PR #189, opened 2021-05-05
tests: make lint configurable

adsharma:
May be useful for testing performance with or without checks.
Also make some of these knobs accessible from cmdline args as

PROBLEM
Copy out the line holding "tests: make lint configurable". Then copy every later line of the data, unchanged, through the last one.

TASK OUTPUT
tests: make lint configurable

adsharma:
May be useful for testing performance with or without checks.
Also make some of these knobs accessible from cmdline args as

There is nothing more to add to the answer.